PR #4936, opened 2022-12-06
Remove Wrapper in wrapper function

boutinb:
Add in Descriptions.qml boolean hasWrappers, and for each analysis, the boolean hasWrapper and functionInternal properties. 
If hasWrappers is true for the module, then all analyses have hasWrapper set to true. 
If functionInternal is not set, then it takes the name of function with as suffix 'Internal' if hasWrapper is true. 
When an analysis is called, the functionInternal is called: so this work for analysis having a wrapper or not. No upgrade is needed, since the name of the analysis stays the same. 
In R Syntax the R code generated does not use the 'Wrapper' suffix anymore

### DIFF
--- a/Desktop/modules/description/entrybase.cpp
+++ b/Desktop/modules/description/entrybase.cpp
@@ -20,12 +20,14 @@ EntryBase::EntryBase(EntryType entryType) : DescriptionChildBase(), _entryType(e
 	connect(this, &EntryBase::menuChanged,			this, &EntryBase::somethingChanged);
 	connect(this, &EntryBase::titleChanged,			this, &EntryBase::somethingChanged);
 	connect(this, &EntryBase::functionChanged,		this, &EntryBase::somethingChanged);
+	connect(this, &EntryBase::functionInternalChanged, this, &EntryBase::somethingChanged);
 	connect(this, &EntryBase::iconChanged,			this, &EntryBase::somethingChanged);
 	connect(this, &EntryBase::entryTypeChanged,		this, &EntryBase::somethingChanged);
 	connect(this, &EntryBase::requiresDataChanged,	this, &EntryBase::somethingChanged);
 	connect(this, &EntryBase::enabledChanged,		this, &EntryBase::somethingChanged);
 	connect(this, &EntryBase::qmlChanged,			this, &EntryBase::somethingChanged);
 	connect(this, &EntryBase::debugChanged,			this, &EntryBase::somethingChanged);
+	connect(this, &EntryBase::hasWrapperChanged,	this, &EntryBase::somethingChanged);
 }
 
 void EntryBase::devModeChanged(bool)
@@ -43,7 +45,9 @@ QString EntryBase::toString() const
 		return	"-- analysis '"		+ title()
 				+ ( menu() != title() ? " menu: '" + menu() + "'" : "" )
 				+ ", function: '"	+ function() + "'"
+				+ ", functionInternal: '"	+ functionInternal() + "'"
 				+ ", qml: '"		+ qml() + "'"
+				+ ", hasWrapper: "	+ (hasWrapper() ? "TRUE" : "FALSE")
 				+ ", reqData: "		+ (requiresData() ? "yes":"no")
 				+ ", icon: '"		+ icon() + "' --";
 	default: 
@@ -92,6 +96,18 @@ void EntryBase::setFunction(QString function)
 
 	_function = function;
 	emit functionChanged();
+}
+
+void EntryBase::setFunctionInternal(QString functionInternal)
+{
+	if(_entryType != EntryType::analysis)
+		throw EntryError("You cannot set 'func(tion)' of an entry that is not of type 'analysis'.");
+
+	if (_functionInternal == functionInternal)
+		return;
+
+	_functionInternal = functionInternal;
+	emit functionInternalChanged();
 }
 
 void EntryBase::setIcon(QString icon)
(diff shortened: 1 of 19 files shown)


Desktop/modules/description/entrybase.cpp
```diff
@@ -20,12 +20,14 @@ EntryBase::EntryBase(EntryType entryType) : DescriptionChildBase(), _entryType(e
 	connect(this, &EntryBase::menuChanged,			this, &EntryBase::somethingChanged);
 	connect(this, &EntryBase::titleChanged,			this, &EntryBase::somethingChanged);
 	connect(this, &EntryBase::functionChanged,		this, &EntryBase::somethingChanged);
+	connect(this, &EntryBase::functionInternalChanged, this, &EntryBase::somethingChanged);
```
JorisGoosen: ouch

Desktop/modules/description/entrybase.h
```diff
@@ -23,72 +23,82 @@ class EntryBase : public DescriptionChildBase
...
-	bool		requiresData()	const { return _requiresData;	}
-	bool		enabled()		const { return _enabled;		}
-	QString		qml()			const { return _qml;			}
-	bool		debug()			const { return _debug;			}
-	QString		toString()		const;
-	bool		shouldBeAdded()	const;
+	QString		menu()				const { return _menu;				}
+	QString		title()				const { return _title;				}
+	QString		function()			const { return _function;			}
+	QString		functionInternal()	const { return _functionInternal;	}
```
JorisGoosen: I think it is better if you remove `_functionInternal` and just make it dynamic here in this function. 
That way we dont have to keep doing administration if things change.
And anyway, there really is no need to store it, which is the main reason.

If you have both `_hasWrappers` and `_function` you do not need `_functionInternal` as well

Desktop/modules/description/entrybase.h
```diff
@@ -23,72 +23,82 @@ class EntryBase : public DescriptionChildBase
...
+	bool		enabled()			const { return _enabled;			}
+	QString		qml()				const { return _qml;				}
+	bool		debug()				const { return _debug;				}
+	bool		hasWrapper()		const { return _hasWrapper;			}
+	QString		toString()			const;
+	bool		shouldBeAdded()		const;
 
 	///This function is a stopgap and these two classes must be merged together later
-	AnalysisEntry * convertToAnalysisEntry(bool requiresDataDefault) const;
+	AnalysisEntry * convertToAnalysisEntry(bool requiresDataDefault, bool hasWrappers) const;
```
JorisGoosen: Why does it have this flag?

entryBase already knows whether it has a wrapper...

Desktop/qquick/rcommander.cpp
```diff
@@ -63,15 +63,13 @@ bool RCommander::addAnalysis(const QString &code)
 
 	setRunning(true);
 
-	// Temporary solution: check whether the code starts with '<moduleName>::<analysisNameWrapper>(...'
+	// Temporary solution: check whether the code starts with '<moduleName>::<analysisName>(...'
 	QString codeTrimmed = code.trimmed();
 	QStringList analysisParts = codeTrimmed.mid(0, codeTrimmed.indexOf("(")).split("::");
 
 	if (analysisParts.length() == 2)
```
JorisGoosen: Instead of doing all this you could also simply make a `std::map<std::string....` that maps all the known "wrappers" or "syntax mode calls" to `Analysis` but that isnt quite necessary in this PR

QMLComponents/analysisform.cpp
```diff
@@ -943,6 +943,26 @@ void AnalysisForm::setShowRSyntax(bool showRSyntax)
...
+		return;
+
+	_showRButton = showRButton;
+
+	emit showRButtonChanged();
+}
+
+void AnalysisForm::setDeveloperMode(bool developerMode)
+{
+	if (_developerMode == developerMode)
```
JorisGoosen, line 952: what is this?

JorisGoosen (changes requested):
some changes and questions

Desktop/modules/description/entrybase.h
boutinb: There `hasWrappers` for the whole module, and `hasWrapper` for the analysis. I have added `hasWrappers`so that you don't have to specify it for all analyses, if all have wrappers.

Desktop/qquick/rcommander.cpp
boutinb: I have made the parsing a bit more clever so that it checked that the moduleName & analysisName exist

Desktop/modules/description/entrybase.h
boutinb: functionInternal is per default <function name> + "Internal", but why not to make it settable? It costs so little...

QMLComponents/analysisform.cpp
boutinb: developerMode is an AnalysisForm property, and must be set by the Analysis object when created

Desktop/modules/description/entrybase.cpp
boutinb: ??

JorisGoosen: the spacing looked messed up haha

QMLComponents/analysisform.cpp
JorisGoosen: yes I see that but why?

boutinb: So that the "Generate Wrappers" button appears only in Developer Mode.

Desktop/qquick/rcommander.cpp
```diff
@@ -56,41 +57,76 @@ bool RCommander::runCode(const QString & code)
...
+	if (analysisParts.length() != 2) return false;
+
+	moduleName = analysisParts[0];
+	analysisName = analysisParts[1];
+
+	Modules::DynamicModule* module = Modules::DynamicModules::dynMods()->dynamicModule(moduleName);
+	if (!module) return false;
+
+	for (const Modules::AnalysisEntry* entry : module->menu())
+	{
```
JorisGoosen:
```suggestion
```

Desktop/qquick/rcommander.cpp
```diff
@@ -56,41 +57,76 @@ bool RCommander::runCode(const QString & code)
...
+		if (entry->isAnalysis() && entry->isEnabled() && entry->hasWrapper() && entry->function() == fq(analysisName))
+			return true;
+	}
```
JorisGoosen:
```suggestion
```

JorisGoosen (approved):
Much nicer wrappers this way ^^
......
Read through the entries above and copy each line that has the string "analysisParts" in it.

 	QStringList analysisParts = codeTrimmed.mid(0, codeTrimmed.indexOf("(")).split("::");
 	if (analysisParts.length() == 2)
+	if (analysisParts.length() != 2) return false;
+	moduleName = analysisParts[0];
+	analysisName = analysisParts[1];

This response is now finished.